You and all the other people who have worked towards making the opening possible will have friends, relatives and colleagues who you will want to invite. Set up a small team to work out an agreed form of wording for your invitations. “You are cordially invited to our opening ceremony” is a good way to begin if you would like to host a formal opening ceremony. Choose informal wording, such as “Come to our do” for a more casual event.
Award-winning party hosts Marc Friedland and Betty Goodwin emphasise the importance of text styles on invitation cards. The working party should consider several different styles, although be careful not to get bogged down in this. There are nowadays so many different font styles that you could waste hours looking at all possibilities. Narrow it down to a font type, based on the kind of event it will be. Homing in on your chosen font style will then be easier.
Add the key details of the event including the date and time and the anticipated length of the opening ceremony. Give the full address of the venue, including the postcode and telephone number. You might also want to add directions to the venue for people travelling by car, on foot or by bus. These directions will be welcome, especially by guests who live out of town. Specify whether any food and drink will be available so people know whether to dine before attending or not.

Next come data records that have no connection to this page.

PR #44, opened 2018-03-27
Jiva replica clone feature

prateekpandey14:
Enhance jiva for clone feature  …
1. This PR will add sync and rebuild capabilities in jiva as clone feature.
2. Now clone volume can be created from the running replicas volume and can be further used as RO/RW mode.
3. There is 3 new flags has been added, which has to passed while starting a clone replica with a new jiva-controller, to be clone to a particular snapshot.
- `cloneIP` : This is frontendIP of running controller, which will be used to make a clone request will be passed as a argument while starting clone replica.
- `clone`: Type of replica, now we can pass type as `clone` to trigger the clone API of jiva, which says the new replica is getting added as clone not as usual replica.
- `snapName` : Name of the  snapshot which will be synced to a new volume.

### DIFF
--- a/app/replica.go
+++ b/app/replica.go
@@ -18,6 +18,7 @@ import (
 	"github.com/openebs/jiva/replica"
 	"github.com/openebs/jiva/replica/rest"
 	"github.com/openebs/jiva/replica/rpc"
+	"github.com/openebs/jiva/sync"
 	"github.com/openebs/jiva/util"
 )
 
@@ -32,6 +33,14 @@ func ReplicaCmd() cli.Command {
 			},
 			cli.StringFlag{
 				Name:  "frontendIP",
+				Value: "",
+			},
+			cli.StringFlag{
+				Name:  "cloneIP",
+				Value: "",
+			},
+			cli.StringFlag{
+				Name:  "snapName",
 				Value: "",
 			},
 			cli.StringFlag{
@@ -92,6 +101,19 @@ checkagain:
 	}
 }
 
+func CloneReplica(s *replica.Server, address string, cloneIP string, snapName string) error {
+	var err error
+	url := "http://" + cloneIP + ":9501"
+	task := sync.NewTask(url)
+	if err = task.CloneReplica(url, address, cloneIP, snapName); err != nil {
+		return err
+	}
+	if s.Replica() != nil {
+		s.Replica().SetCloneStatus("completed")
+	}
+	return err
+}
+
 func startReplica(c *cli.Context) error {
 	if c.NArg() != 1 {
 		return errors.New("directory name is required")
@@ -108,6 +130,8 @@ func startReplica(c *cli.Context) error {
 
 	address := c.String("listen")
 	frontendIP := c.String("frontendIP")
+	cloneIP := c.String("cloneIP")
+	snapName := c.String("snapName")
 	size := c.String("size")
 	if size != "" {
 		//Units bails with an error size is provided with i, like Gi
@@ -189,6 +213,22 @@ func startReplica(c *cli.Context) error {
 			address = "localhost:9502"
 		}
 		go AutoConfigureReplica(s, frontendIP, "tcp://"+address, replicaType)
+	}
+	for s.Replica() == nil {
+		time.Sleep(2 * time.Second)
+	}
+	if replicaType == "clone" && snapName != "" {
+		logrus.Infof("Starting clone process\n")
+		status := s.Replica().GetCloneStatus()
+		if status != "completed" {
+			if err = CloneReplica(s, "tcp://"+address, cloneIP, snapName); err != nil {
+				return err
+			}
+		}
+		s.Replica().SetCloneStatus("completed")
+		logrus.Infof("Clone process completed successfully\n")
+	} else {
+		s.Replica().SetCloneStatus("NA")
 	}
 
 	return <-resp
--- a/app/replica.go
+++ b/app/replica.go
@@ -221,7 +221,9 @@ func startReplica(c *cli.Context) error {
 		logrus.Infof("Starting clone process\n")
 		status := s.Replica().GetCloneStatus()
 		if status != "completed" {
+			s.Replica().SetCloneStatus("inProgress")
 			if err = CloneReplica(s, "tcp://"+address, cloneIP, snapName); err != nil {
+				s.Replica().SetCloneStatus("error")
 				return err
 			}
 		}
--- a/backend/file/file.go
+++ b/backend/file/file.go
@@ -86,6 +86,10 @@ func (f *Wrapper) GetMonitorChannel() types.MonitorChannel {
 	return nil
 }
 
+func (f *Wrapper) GetCloneStatus() (string, error) {
+	return "", nil
+}
+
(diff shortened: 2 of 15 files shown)


replica/replica.go
```diff
@@ -856,11 +869,13 @@ func (r *Replica) openLiveChain() error {
 	}
 
 	for i := len(chain) - 1; i >= 0; i-- {
+
```
gila: this change is not needed?

replica/replica.go
```diff
@@ -856,11 +869,13 @@ func (r *Replica) openLiveChain() error {
...
 		parent := chain[i]
 		f, err := r.openFile(parent, 0)
 		if err != nil {
 			return err
 		}
+
```
gila: same

replica/replica.go
```diff
@@ -900,6 +915,7 @@ func (r *Replica) readMetadata() (bool, error) {
 			}
 		}
 	}
+
```
gila: same

app/replica.go
```diff
@@ -190,6 +214,22 @@ func startReplica(c *cli.Context) error {
...
+	}
+	if replicaType == "clone" && snapName != "" {
+		logrus.Infof("Starting clone process\n")
+		status := s.Replica().GetCloneStatus()
+		if status != "completed" {
+			if err = CloneReplica(s, "tcp://"+address, cloneIP, snapName); err != nil {
+				return err
+			}
+		}
+		s.Replica().SetCloneStatus("completed")
```
gila: What type of statuses do we have?  just completed and NA? what about in progress? error? etc?

backend/file/file.go
```diff
@@ -86,6 +86,10 @@ func (f *Wrapper) GetMonitorChannel() types.MonitorChannel {
 	return nil
 }
 
+func (f *Wrapper) GetCloneStatus() (string, error) {
```
gila: Why is error a string and not a number/enum?

controller/control.go
```diff
@@ -583,6 +583,12 @@ func (c *Controller) Start(addresses ...string) error {
 		if err := c.addReplicaNoLock(newBackend, address, false); err != nil {
 			return err
 		}
+	getCloneStatus:
+		if status, _ := c.backend.GetCloneStatus(address); status != "completed" && status != "NA" {
```
gila: status must have 2 values at the same time?

replica/replica.go
prateekpandey14: Not needed , i will remove that space.

replica/replica.go
prateekpandey14: ok

controller/control.go
prateekpandey14: Here we are checking that current status of clone, it can be either `completed` or `NA`, if either one of them is not there that means sync is going on, then check it again in 2 sec interval

replica/replica.go
prateekpandey14: will remove, may be added by the editor

backend/file/file.go
prateekpandey14: error is a built in type, but custom error can be returned, that will contains the actual error

prateekpandey14:
@gila There are no unit test cases in jiva for anything, we have to write all of them but can be done in upcoming PR's

controller/control.go
gila: thats not what the code says... or means && something else in go?

app/replica.go
gila: So why not add state that's in progress? If someone else needs to find out he/she would need to find this PR to understand the reasoning.

backend/file/file.go
gila: Ok..

controller/control.go
payes: If the replica type is clone, then we wait over here for its status to be turned to "completed".
If the replica is an original replica (not a cloned version), we wait for the status to be set to "NA(Not Applicable).

gila: status != "completed" && status != "NA" this reads to me that the status should be NOT completed and NOT NA, so what state does this imply? this is a state that does not exist right now?

ci/start_init_test.sh
```diff
@@ -74,16 +80,81 @@ if [ "$x"!="" ]; then
...
+sudo docker run -d -it --net stg-net --ip 172.18.0.6 -P --expose 9502-9504 -v /tmp/vol3:/vol3 $JI launch replica --type clone --snapName snap1 --cloneIP 172.18.0.2 --frontendIP 172.18.0.5 --listen 172.18.0.6:9502 --size 2g /vol3
+
+clonestatus=`curl http://172.18.0.6:9502/v1/replicas/1 | jq '.clonestatus' | tr -d '"'`
+
+i=0
+while [ -z $clonestatus ]; do
+        sleep 3
+	clonestatus=`curl http://172.18.0.6:9502/v1/replicas/1 | jq '.clonestatus' | tr -d '"'`
+        i=`expr $i + 1`
+        if [ $i -eq 20 ]; then
```
gila: Why not run until we get an error, after all, we added error cases yes?

ci/start_init_test.sh
```diff
@@ -74,16 +80,81 @@ if [ "$x"!="" ]; then
...
 
+	# TEST#1: Perform simple data-integrity check on Jiva Vol
+	hash3=$(sudo md5sum /mnt/store/file1 | awk '{print $1}')
+	if [ $hash1 == $hash3 ]; then echo "DI Test: PASSED"
+	else
+		echo "DI Test: FAILED"; exit 1
+	fi
+else
+	echo "Unable to detect iSCSI device, login failed"; exit 1
+fi
```
gila: How is this test run automatically?

app/replica.go
```diff
@@ -221,7 +221,9 @@ func startReplica(c *cli.Context) error {
 		logrus.Infof("Starting clone process\n")
 		status := s.Replica().GetCloneStatus()
 		if status != "completed" {
+			s.Replica().SetCloneStatus("inProgress")
 			if err = CloneReplica(s, "tcp://"+address, cloneIP, snapName); err != nil {
+				s.Replica().SetCloneStatus("error")
```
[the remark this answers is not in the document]
payes: Whenever there is an error we print it on the terminal, which is captured by kubectl logs.
Over here cloneStatus is the state which is being stored in the metadata file. Would it be proper to write the reason for the state also in the metadata file.

ci/start_init_test.sh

Don’t forget to mention any dress code you have decided upon, especially if you wish people to turn up in fancy dress. Add details of any special guests as this will make the event more attractive to people. Add "RSVP" at the end, which stands for "répondez s'il vous plaît," meaning "please confirm attendance." Print the invitations on the best paper or card your organisation can afford, or get them printed professionally. Post the invitations in good time, two or three weeks before the event to make sure you give people plenty of notice.